The design of the databases and software underlying Zooniverse projects are all structured so that when you make a decision it is passed to the server straight away, and a new record of your classification is created in the database. This design has worked really well and very few citizen scientists asked about re-doing their work on these projects.

What we’ve discovered on Measuring the ANZACs, which is one of the first transcription projects on Zooniverse, is that people often realize a mistake just after they’ve submitted an entry. (Do check out the other transcription projects: Emigrant City and Old Weather Whaling which are all based on Scribe software. But come right back to Measuring the ANZACs)

This experience is consistent with my own experience in transcribing lots of historical documents, and my experience in working with dozens of undergraduate research assistants on ANZAC research and other historical transcription projects. The process of data entry from historical documents is that when you’re transcribing hard-to-read material you often realize your better guess a few seconds after you’ve finished your first effort. All of which is to say, we know the problem from personal experience!

Hence, your question! Why is there not a back button? It really would be a great idea.

The problem, and it’s not an unsolvable one, gets back to the design of the software and database. To have a back button we’d need to change the software so that when you finish the data entry on a particular field the information would be retained locally for a short period, and then transmitted to the server with a timed lag. This would give you sometime to realize “oops, that was really Palmerston North, not Paston North” and go back to correct it.

Building this lag into the software is technically possible, but has a couple of costs for the user experience and for our data capture. First of all, it has the potential to make the web browser experience a little slower as your browser is now holding the information for a period of time. Second, it increases the chance of data loss.

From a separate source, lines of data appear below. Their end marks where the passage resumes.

PR #6967, opened 2025-04-01
mpl: always use best valid result

AcKoucher:
### Context
When running Secure-CI for #6649, some results were considerably different than master which doesn't seem to make sense as there's no functionality changes.

### Cause of the Differences
Inside SA, we have a mechanism to store the best valid result. This was made in order to ensure MPL converges if a valid result was generated at any point during annealing. However, this best stored result is only actually used if the final result is invalid. _We should use the best valid result even if the final iteration result is a valid one, because we might have generated a good result during the early iterations that ended up being discarded._

I.e., what's happening is that the change in the random number generator affected the path SA takes and some good results from early iterations that we were luckily choosing are now being discarded.

### Changes
Use the best valid result stored even if the final result is valid.
With these changes, the results should improve compared to master and the results between base/test for #6649 should get more consistent.


QuantamHD:
Noice!

maliberty:
Are you running a secure CI for this?  Hopefully we just see improvements...

AcKoucher:
Re-running Secure-CI.

AcKoucher:
uW is failing due to high congestion in GRT post-drt. I'm taking a look.

AcKoucher:
Re-ran CI with a lower routing layer adjustment for uW (0.15 -> 0.10) and it passed. However, ng5/swerv_wrapper is failing in detail placement. I'll investigate.

AcKoucher:
`ngt45/swerv_wrapper`  is faling during GRT due high congestion. The only difference with master is that the order of the small RAMs changed inside their array. I'm taking a look.

AcKoucher:
[#3190](https://github.com/The-OpenROAD-Project/OpenROAD-flow-scripts/pull/3190) for decreasing routing layer adjustment on `ngt45/swerv_wrapper`. Running final Secure-CI to double-check everything.

AcKoucher:
@eder-matheus Secure-CI passed.

eder-matheus (approved):

PR #6968, opened 2025-04-01
drt: update inst

bnmfw:
Supports #5867.

### updateInst
updateInst inputs an inst and updates all its PA data. It tries to disrupt these structures as least as possible. The function can be called both for an inst that was created and needs to have PA data created, as well as when an instance is moved and needs to have PA data updated for its new position. This function does not update rows of instances.

Two APIs were created:
- `updateInst(frInst* inst)` simply expects an existing inst and updates it.
- `updateInst(odb::dbDatabase* db, odb::dbInst* db_inst)` expects a db_inst and creates a frInst if one does not exist. It also return the respective frInst* regardless if it was created by the function or not.


bnmfw:
clang-tidy is really confused

PR #6969, opened 2025-04-02
ord: exit with error with invalid commandline arguments

gadfort:


maliberty (approved):

oharboe:
👍I just ran into this today. In Bazel -python is not supported yet, this caused strange followon errors.

PR #6973, opened 2025-04-02
bazel: wire up first gtests

hzeller:


src/odb/test/cpp/sky130_test_fixture.h
```diff
@@ -26,7 +26,9 @@ class Sky130TestFixutre : public ::testing::Test
         db_.get(), &logger_, /*ignore_non_routing_layers=*/false);
     lib_ = OdbUniquePtr<odb::dbLib>(
         lef_reader.createTechAndLib(
-            "sky130", "sky130", "data/sky130hd/sky130_fd_sc_hd.tlef"),
+            "sky130",
+            "sky130",
+            "src/odb/test/data/sky130hd/sky130_fd_sc_hd.tlef"),
```
QuantamHD, line 31: This is going to break the ctest version of the test. We should probably introduce some helper function that checks if the env is bazel or ctest and modify the path.

hzeller: yeah, I suspect so. Since I can't run the cmake build (that is like soo last week), I'll let the CI figure out what is happening :)

hzeller: Fixed.

src/odb/test/cpp/sky130_test_fixture.h
```diff
@@ -25,8 +30,10 @@ class Sky130TestFixutre : public ::testing::Test
     odb::lefin lef_reader(
         db_.get(), &logger_, /*ignore_non_routing_layers=*/false);
     lib_ = OdbUniquePtr<odb::dbLib>(
-        lef_reader.createTechAndLib(
-            "sky130", "sky130", "data/sky130hd/sky130_fd_sc_hd.tlef"),
+        lef_reader.createTechAndLib(  //
```
maliberty, line 33: Is there a purpose to the `//` ?

hzeller: yes, it forces `clang-format` to format the way I want it to. Without that, it would put the macro in one line and the string literal into another line.
Adding EOL comments like this is a good way to 'help' clang-format do the right thing.

maliberty: Perhaps
```
    dbLib* lib = lef_reader.createTechAndLib(
        "sky130", "sky130", DATA_PREFIX "data/sky130hd/sky130_fd_sc_hd.tlef");
    lib_ = OdbUniquePtr<odb::dbLib>(lib, &odb::dbLib::destroy);
```
avoid the wrapping issue and is a bit clearer imho.

hzeller: well, but that is not what clang-format would do. So we have to force its hand a bit.

maliberty: That is what it would do as I formatted it before sending it.

QuantamHD (approved):

maliberty (approved):

PR #6975, opened 2025-04-03
bazel: add src/grt/test regression tests

oharboe:
Another step in collaboration and discussion.

To test all tests, run:

    bazel test //test:* //src/grt/test:* //src/gpl/test:* -c opt

Later, when WORKSPACE has all been moved to MODULE.bazel, simply:

    bazel test ... -c opt


oharboe:
@hzeller Comments welcome! I'm studying the regression test use-case here a bit more and come up with an articulation of how things can be specialized per module.

oharboe:
Added gpl: copy & paste of a small file + copy in list from CMakeLists.txt.

Is this all there's to it?

Looking in CMakeLists.txt, there's some gtest files, but that's being covered in https://github.com/The-OpenROAD-Project/OpenROAD/pull/6975 presumably.

If this is satisfactory, where to go from here?

- OpenROAD in Bazel needs to support Python before all the functionality in CMakeLists.txt is covered
- Afterwards retire CmakeLists.txt or keep both alive? If both are to be kept alive, do we update Bazel to read in or_integration_tests() using a repository rule for a DRY solution?

I think it makes sense to settle on a pattern and plan for the three modules we have now before proceding with converting more.

```
$ find . | grep regression\$
./sta/test/regression
./pdn/test/regression
./gui/test/regression
./utl/test/regression
./rsz/test/regression
./ppl/test/regression
./rmp/test/regression
./ant/test/regression
./par/test/regression
./pad/test/regression
./stt/test/regression
./psm/test/regression
./gpl/test/regression
./ifp/test/regression
./cts/test/regression
./grt/test/regression
./dpl/test/regression
./dpo/test/regression
./tap/test/regression
./dst/test/regression
./rcx/test/regression
./fin/test/regression
./dft/test/regression
./dbSta/test/regression
./upf/test/regression
./mpl/test/regression
./drt/test/regression
./odb/test/regression
```

src/gpl/test/BUILD
```diff
@@ -0,0 +1,60 @@
...
+                ["**/*"],
+                exclude = [
+                    test + "." + ext
+                    for test in TESTS
+                    for ext in [
+                        "tcl",
+                        "py",
+                    ]
+                ],
+            ),
```
QuantamHD, line 57: Instead of the glob you might want to put them into a filegroup and references them in the data dep.

oharboe: This is used once, so I would still use a glob, it would simply add a level of indirection. Is it a matter of syntactic sugar or is it in some way different?

hzeller: It would give a name to this set of files (as we might need it in other places as well, and it also allows to then compose things from smaller parts, such as pdk data and tcl scripts)

src/grt/test/BUILD
```diff
@@ -0,0 +1,101 @@
...
+                    test + "." + ext
+                    for test in TESTS
+                    for ext in [
+                        "tcl",
+                        "py",
+                    ]
+                ],
+            ),
+    )
+    for name, kwargs in {test: {} for test in TESTS}.items()
```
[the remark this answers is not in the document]
oharboe: fixed

src/gpl/test/BUILD
oharboe: fixed

src/grt/test/BUILD
```diff
@@ -0,0 +1,102 @@
...
+                "tcl",
+                "py",
+            ]
+        ],
+    ),
+)
+
+[regression_test(
+    name = name,
+    data = ["test_resources"],
```
hzeller, line 101: to refer to a local target, you'd typically prefix it with a colon `:test_resources`.
(you already did it in the other BUILD file)

test/BUILD
```diff
@@ -1,49 +1,61 @@
...
+    srcs = glob(["**/*"]),
+    visibility = ["//visibility:public"],
+)
+
+[
+    regression_test(
+        name = name,
+        tags = kwargs.get("tags", []),
+    )
+    for name, kwargs in (
```
hzeller, line 27: this does look somewhat complicated to me.

why not have something like

```python
   tags = ["manual"] if test in ["timing_api", "...and soo on"] else []
   size = "enormous" if test in ["aes_nangate45"] else "normal"
```

That would make it much more immediately readable without having to understand three merged hash-maps generated by list-comprehension.

src/grt/test/BUILD
oharboe: fixed

oharboe: Bazel linting doesn't catch this. I wonder why. When would you not want the ":" for local files or targets?

src/grt/test/BUILD
```diff
@@ -0,0 +1,102 @@
...
+                "py",
+            ]
+        ],
+    ),
+)
+
+[regression_test(
+    name = name,
+    data = [":test_resources"],
+) for name in TESTS]
```
hzeller, line 102: to avoid confusion about the `name = name` I'd probably use a different run-variable, e.g. `for test_name in TESTS`

test/BUILD
hzeller: Only add flexibility when needed. Readability is the key. Apply the KISS principle.

Part of using bazel is to have not the incomprehensible mess that cmake files require users to endure; so we're not in a race to match that :)

src/grt/test/BUILD
hzeller: Don't know if the linting looks closely at it, but it would be nice (I have built some canonicalization in my `bant` tool, but it also only looks at the surface)

oharboe:
@maliberty @vvbandeira Flaky test on master?

grt.congestion1.py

In short, we’re aware this is an issue and that we need to think about it, try to assess how big of a problem it is, and the costs and benefits of the solution.

In closing I want to leave you with a couple of thoughts. First, we understand your frustration and really appreciate that our citizen scientists want to get it absolutely right! Thank you. We hope it’ll reassure you to know that

  • Everything is transcribed multiple times. The chance of everyone making the same mistake at the same place on the same piece of text is pretty small.
  • A lot of the information is “coded,” so minor spelling mistakes in place names and occupations, and even some acronyms aren’t going to matter. If you type NSRB instead of NZRB (for NZ Rifle Brigade) it will be obvious when we look at all the entries that there are thousands of NZRBs and a couple of mistaken NSRBs, and given the “fat finger” closeness of S and Z, it’s obvious what was meant.
  • The data we’ve seen from the first few months of Measuring the ANZACs looks great. We’re not worried about the quality of transcriptions.

We hope this blog post has given you an insight into the interesting intersection of historical transcription and website design, and thank you all for joining the forces at Measuring the ANZACs.